Only the key needs to be secret. The variable element needs to be known by all involved parties but it can be public. This is a blessing because sharing a secret key is difficult; systems used to distribute such a secret would find it expensive to accommodate a variable part which changes every time the algorithm runs.
In the context of storing hashed passwords, the explanation above becomes the following:
"Reusing the key" means that two users happen to choose the same password. If passwords are simply hashed, then both users will get the same hash value, and this will show. Here is the leakage.
Similarly, without a hash, an attacker could use precomputed tables for fast lookup; he could also attack thousands of passwords in parallel. This still uses the same leak, only in a way which demonstrates why this leak is bad.

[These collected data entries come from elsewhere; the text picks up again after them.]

PR #1649, opened 2026-09-05
fix(committor): map serialized_transaction_size failures to Result

crazywriter1:
## Summary
- `serialized_transaction_size` used double `.unwrap()` on `wincode::serialized_size` and `usize::try_from`, which can panic strategist / size-validator workers on serialize failure
- Return `Result<usize, SerializedTransactionSizeError>` instead
- Fit checks treat size errors as non-fitting (`false` / `usize::MAX`), matching existing “doesn’t fit” handling
- Related to #1018 (same panic-in-committor-worker family); different site — not covered by #1492

## Breaking Changes
- `serialized_transaction_size` now returns `Result<usize, SerializedTransactionSizeError>` instead of `usize` (no longer panics). No in-tree external callers; workspace crate, no major version bump.

## Test plan
- [x] `cargo check -p magicblock-committor-service --tests`
- [x] `cargo test -p magicblock-committor-service close_buffer_limit`

### DIFF
--- a/magicblock-committor-service/src/transactions.rs
+++ b/magicblock-committor-service/src/transactions.rs
@@ -1,13 +1,25 @@
 use solana_packet::PACKET_DATA_SIZE;
-use wincode::{SchemaWrite, config::DefaultConfig};
+use thiserror::Error;
+use wincode::{SchemaWrite, config::DefaultConfig, error::WriteError};
 
 /// Maximum serialized transaction size that can be sent over the wire.
 pub(crate) const MAX_TRANSACTION_WIRE_SIZE: usize = PACKET_DATA_SIZE;
 
-pub fn serialized_transaction_size<T>(transaction: &T) -> usize
+#[derive(Debug, Error)]
+pub enum SerializedTransactionSizeError {
+    #[error("Failed to compute serialized transaction size: {0}")]
+    Serialize(#[from] WriteError),
+    #[error("Serialized transaction size does not fit in usize")]
+    SizeOverflow,
+}
+
+pub fn serialized_transaction_size<T>(
+    transaction: &T,
+) -> Result<usize, SerializedTransactionSizeError>
 where
     T: SchemaWrite<DefaultConfig, Src = T> + ?Sized,
 {
-    // SAFETY: runs on transactions we already serialize before sending.
-    usize::try_from(wincode::serialized_size(transaction).unwrap()).unwrap()
+    let size = wincode::serialized_size(transaction)?;
+    usize::try_from(size)
+        .map_err(|_| SerializedTransactionSizeError::SizeOverflow)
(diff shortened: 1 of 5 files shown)


magicblock-committor-service/src/transactions.rs
```diff
@@ -1,13 +1,25 @@
...
+pub enum SerializedTransactionSizeError {
+    #[error("Failed to compute serialized transaction size: {0}")]
+    Serialize(#[from] WriteError),
+    #[error("Serialized transaction size does not fit in usize")]
+    SizeOverflow,
+}
+
+pub fn serialized_transaction_size<T>(
+    transaction: &T,
+) -> Result<usize, SerializedTransactionSizeError>
```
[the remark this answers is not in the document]
crazywriter1: Addressed in a79e7ff: documented the intentional `Result` signature change under `# Compatibility` on `serialized_transaction_size`. No in-tree external callers; workspace crate, no major version bump. PR Breaking Changes updated accordingly.

magicblock-committor-service/src/transactions.rs
```diff
@@ -1,13 +1,35 @@
...
+/// type is an intentional public API change; callers must handle the error.
+pub fn serialized_transaction_size<T>(
+    transaction: &T,
+) -> Result<usize, SerializedTransactionSizeError>
 where
     T: SchemaWrite<DefaultConfig, Src = T> + ?Sized,
 {
-    // SAFETY: runs on transactions we already serialize before sending.
-    usize::try_from(wincode::serialized_size(transaction).unwrap()).unwrap()
+    let size = wincode::serialized_size(transaction)?;
```
bmuddha: let's just `unwrap_or(usize::MAX) here, also we do not support 32 bit platforms (the code just won't compile) so casting `u64 as usize` is acceptable. This way all the clumsy error handling will not be necessary.

magicblock-committor-service/src/transactions.rs
```diff
@@ -1,13 +1,35 @@
...
+    SizeOverflow,
+}
+
+/// Returns the serialized wire size of `transaction`.
+///
+/// # Errors
+/// Returns [`SerializedTransactionSizeError`] if serialization fails or the size
+/// does not fit in `usize`.
+///
+/// # Compatibility
```
bmuddha: no need to AI narrate the code so verbosely.

bmuddha (changes requested):

crazywriter1:
Addressed `serialized_transaction_size` now returns `usize` via `unwrap_or(usize::MAX)` and `size as usize`. Removed the error type and verbose docs; callers are back to plain `usize` usage. @bmuddha

bmuddha (approved):

PR #131, opened 2024-03-14
Tweak staging invocation

### LINKED ISSUE #130: how should we enable staging
So I'm looking at doing some final testing before enabling staging test by default (changing the default value of the action input) however...

I started thinking about how this goes in the future (assume we have many more tests that support testing on staging):
* do we need to enable xfail for staging but not for prod? Probably yes because both get run on the same action invocation
* we could invent a syntax of our own (`xfail: "test_name@staging"` or something) and handle that in `conformance_xfail()` fixture -- or add another input to the action like `xfail_staging`

Alternatively we might want to require running the action separately for staging: this makes it easy to manage the xfail lists separately.

jku:
Main change here is the staging invocation: I'm proposing that a single action invocation only runs the testsuite once because 
* xfails becames painful if staging expected failures are not the same as prod (which seems like a normal thing at times).
* The test results are much clearer ("Staging conformance failure" is not as critical as "production conformance failure")

Other changes in this PR (from testing and reviewing for a hopefully near future release):
* run selftest daily (and on dispatch)
* update linter config to silence warnings
* update cli protocol doc and move `--staging` so it's not after the artifact filename

Fixes #130

I'll mark William a reviewer since we originally agreed to run test suite twice but  I think we may have been wrong.

--- 

For release Notes:

* The action now supports testing against Sigstore staging infrastructure: if your Sigstore client can be used with staging, please enable this by adding a second step to your workflow: see [README](https://github.com/sigstore/sigstore-conformance?tab=readme-ov-file#usage)

### DIFF
--- a/.github/workflows/conformance.yml
+++ b/.github/workflows/conformance.yml
@@ -6,6 +6,8 @@ on:
       - main
   pull_request:
   workflow_dispatch:
+  schedule:
+    - cron: '10 10 * * *'
 
 jobs:
   selftest:
--- a/.github/workflows/conformance.yml
+++ b/.github/workflows/conformance.yml
@@ -5,6 +5,7 @@ on:
     branches:
       - main
   pull_request:
+  workflow_dispatch:
 
 jobs:
   selftest:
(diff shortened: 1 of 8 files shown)


woodruffw:
> I'm proposing that a single action invocation only runs the testsuite once because
> 
> * xfails becames painful if staging expected failures are not the same as prod (which seems like a normal thing at times).
> * The test results are much clearer ("Staging conformance failure" is not as critical as "production conformance failure")

Makes sense to me, thanks for documenting!

.github/workflows/conformance.yml
```diff
@@ -5,6 +5,9 @@ on:
     branches:
       - main
   pull_request:
+  workflow_dispatch:
+  schedule:
+    - cron: '10 10 * * *'
```
woodruffw, line 10: Thanks for adding these!

woodruffw (approved):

Salting means adding some variable data to the hash function input. That variable data is the salt. The point of the salt is that two distinct users should use, as much as possible, distinct salts. But password verifiers need to be able to recompute the same hash from the password, hence they must have access to the salt.
Since the salt must be accessible to verifiers but needs not be secret, it is customary to store the salt value along with the hash value. For instance, on a Linux system, I may use this command:
openssl passwd -1 -salt "zap" "blah"
This computes a hashed password, with the hash function MD5, suitable for usage in the /etc/password or /etc/shadow file, for the password "blah" and the salt "zap" (here, I choose the salt explicitly, but under practical conditions it should be selected randomly). The output is then:
$1$zap$t3KZajBWMA7dVxwut6y921
in which the dollar signs serve as separators. The initial "1" identifies the hashing method (MD5). The salt is in there, in cleartext notation. The last part is the hash function output.
There is a specification (somewhere) on how the salt and password are sent as input to the hash function (at least in the glibc source code, possibly elsewhere).
Edit: in a "login-and-password" user authentication system, the "login" could act as a passable salt (two distinct users will have distinct logins) but this does not capture the situation of a given user changing his password (whether the new password is identical to an older password will leak).
You are understanding the concept perfectly. Just make sure the prepended salt is repeatable each and every time.
If I'm understanding you correctly, it sounds like you've got it right. The psuedocode for the process looks something like:
string saltedValue = plainTextValue + saltString;
// or string saltedalue = saltString + plainTextValue;
Hash(saltedValue);
The Salt just adds another level of complexity for people trying to get at your information.
And it's even better if the salt is different for each encrypted phrase since each salt requires its own rainbow table.
Its worth mentioning that even though the salt should be different for each password usage, your salt should in NO WAY be computed FROM the password itself! This sort of thing has the practical upshot of completely invalidating your security.